After the Goldrush
To get the full effect of this Rant play Neil Young’s song
as you read it. Link:
http://www.youtube.com/watch?v=1e3m_T-NMOs
The heart aches for those long gone, taken by death or simply removed by time and space. The plaintive voice of loneliness sings its solo on the dimly lit stage of the soul, calling the names of those now absent. Sadness is then cradled with the ambivalence of poignancy, a disturbingly satisfying lowlands amble.
It’s odd how some songs will remain fixed in a specific time and place. It can become glued to a singular spot in the memory and invoke a long-ago scene in detail, returning us to even the barometric pressure of the very moment in which the song is fixed.
I have listened to “After the Goldrush” by Neil Young, hundreds if not thousands of times over the decades. Even so, every time I am transported to a singular moment. I was a sophomore in college sitting in an old leather chair of dorm room chic, headphones closing off the world around, repeatedly replacing the needle on the vinyl to hear the song over and over and over again. Whatever homework I was reading is lost in space, although I remember a book in my lap. I was wandering around in the loneliness of a life transition, free-floating into an unknown future. My college was closing and I would have to transfer.
I had lost the community of friends from high school as we scattered never to reform, and now I was about to lose the new community I had come to adore. Peering back through the glass of memory it is easy to see I had discovered the delicious qualities of melancholy and “Goldrush” became its soundtrack. Throughout the years I have used it to accompany me in unwanted and unanticipated loneliness, to evoke melancholy when thirsting for its nectar, and just to catch a whiff of its bouquet when more than that would be too much.

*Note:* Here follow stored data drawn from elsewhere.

PR #5619, opened 2026-07-21
[TV] Show dynamic content on the Home tab

sztomek:
## Description
This PR connects the Home tab with out backend systems and the app now fetches and displays actual data.
We can distinguish 2 cases - when the user is signed in (in this case the Up next, Keep listening sections also appear) and when they are not.
This PR only focuses on the data bits, you should not pay too much attention to the designs as they will be amended later to match the latest figma designs.

Fixes PCDROID-603 https://linear.app/a8c/issue/PCDROID-603/populate-home-tab-with-real-data

## Testing Instructions
A - Browse without sign in
1. Clean install TV app
2. Hit Browse without sign in
3. Observe Home tab content

B - Sign in
1. Clean install app
2. Sign in with QR 
3. Observe Home tab content.

## Screenshots or Screencast 
| Signed in | Not signed in |
| --- | --- |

Melancholy and the gratuitous browsing through memory is a drug of sorts, one that should be used judiciously and even rarely. It is quite difficult to gage the dosage and too easy to become drunk and dependent upon its company. Ah, yet one more delectable thing that is hazardous to our health. Hmmm.
©R Cameron Miller
“I was thinking about what a friend had said/I was hoping it was a lie” …a great line, but one that in no way applies to you. For you, I lik
e (fuckin keyboard) Dave Van Ronk “He never told me no lie…When I hear his name,/I just can’t keep from cryin/He was a friend of mine.”
I love that song and it makes me think of the Charles Campbell Coalition. I can even hear you singing it!
iconic tune.
so true
For me the tune that continues to resonate all these years later is Heart of Gold- I am still searching
Gold scratches and melts so easily, but I know what you mean. Thanks for the comment and now I have that song stuck in my head!